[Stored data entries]
- Opening Delimiter -
Issue #427, opened 2023-12-05
Periodic item count monitor crashes if it runs before item_scraped_count exists in stats


rvandam:
Encountered this error while playing with [PeriodicItemCountMonitor](https://github.com/scrapinghub/spidermon/blob/377c4ab929a1f49bc2f78787ae2d7fa615948583/spidermon/contrib/scrapy/monitors/monitors.py#L610C7-L610C31)

```
======================================================================
ERROR: Periodic Item Count Increase Monitor/test_stat_monitor
----------------------------------------------------------------------
Traceback (most recent call last):
  File "/Users/vandamr/.venv/46205CF6-02DD-499A-9EB8-71D8CB0FEA73/lib/python3.11/site-packages/spidermon/contrib/scrapy/monitors/base.py", line 213, in test_stat_monitor
    threshold = self._get_threshold_value()
                ^^^^^^^^^^^^^^^^^^^^^^^^^^^
  File "/Users/vandamr/.venv/46205CF6-02DD-499A-9EB8-71D8CB0FEA73/lib/python3.11/site-packages/spidermon/contrib/scrapy/monitors/base.py", line 201, in _get_threshold_value
    return self.get_threshold()
           ^^^^^^^^^^^^^^^^^^^^
  File "/Users/vandamr/.venv/46205CF6-02DD-499A-9EB8-71D8CB0FEA73/lib/python3.11/site-packages/spidermon/contrib/scrapy/monitors/monitors.py", line 639, in get_threshold
    return prev_item_scraped_count + threshold_increase
           ~~~~~~~~~~~~~~~~~~~~~~~~^~~~~~~~~~~~~~~~~~~~
TypeError: unsupported operand type(s) for +: 'NoneType' and 'int'
```

This happens in `get_threshold` if `item_scraped_count` doesn't exist yet on the first run so then `prev_item_scraped_count` gets set to None so on the second run the above error happens.

```
    def get_threshold(self):
        crawler = self.data.crawler
        prev_item_scraped_count = self.stats.get("prev_item_scraped_count", 0) # <-- on second run this is then None
        item_scraped_count = self.stats.get(self.stat_name) # <--- if this doesn't exist yet
        crawler.stats.set_value("prev_item_scraped_count", item_scraped_count) # <--- then this gets set to None 
        threshold_increase = crawler.settings.get(self.threshold_setting)
        if isinstance(threshold_increase, int):
            return prev_item_scraped_count + threshold_increase
```

[...]

PR #436, opened 2024-03-08
Avoid TypeError when running at PeriodicItemCountMonitor

VMRuiz:
Fixes https://github.com/scrapinghub/spidermon/issues/427 

However, the monitor will still won't pass until item_scraped_count is defined. I'm not sure if we should include the possibility of wanting this monitor to pass when tresshold is 0 and item_scraped_count is None.

### DIFF
--- a/spidermon/contrib/scrapy/monitors/monitors.py
+++ b/spidermon/contrib/scrapy/monitors/monitors.py
@@ -633,7 +633,7 @@ class PeriodicItemCountMonitor(BaseStatMonitor):
         crawler = self.data.crawler
         prev_item_scraped_count = self.stats.get("prev_item_scraped_count", 0)
         item_scraped_count = self.stats.get(self.stat_name)
-        crawler.stats.set_value("prev_item_scraped_count", item_scraped_count)
+        crawler.stats.set_value("prev_item_scraped_count", item_scraped_count or 0)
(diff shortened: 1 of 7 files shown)


spidermon/contrib/scrapy/monitors/monitors.py
```diff
@@ -633,7 +633,7 @@ def get_threshold(self):
         crawler = self.data.crawler
         prev_item_scraped_count = self.stats.get("prev_item_scraped_count", 0)
         item_scraped_count = self.stats.get(self.stat_name)
-        crawler.stats.set_value("prev_item_scraped_count", item_scraped_count)
+        crawler.stats.set_value("prev_item_scraped_count", item_scraped_count or 0)
```
Gallaecio, line 636: :lipstick: Wouldn’t adding `0` to the earlier `get()` work? i.e. doing in line 635 the same as in line 634.

Gallaecio (approved):

spidermon/contrib/scrapy/monitors/monitors.py
VMRuiz: Yes, I wasn't sure which place was better to apply the fix. I decided to do it in 636 just for the remotely case where you may want to keep the original value of `item_scraped_count` for who knows what reason.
- Closing Delimiter -
What needs to be done
The answer must be every line of the entries that includes the word "scrapinghub".

Response to this task
Encountered this error while playing with [PeriodicItemCountMonitor](https://github.com/scrapinghub/spidermon/blob/377c4ab929a1f49bc2f78787ae2d7fa615948583/spidermon/contrib/scrapy/monitors/monitors.py#L610C7-L610C31)
Fixes https://github.com/scrapinghub/spidermon/issues/427 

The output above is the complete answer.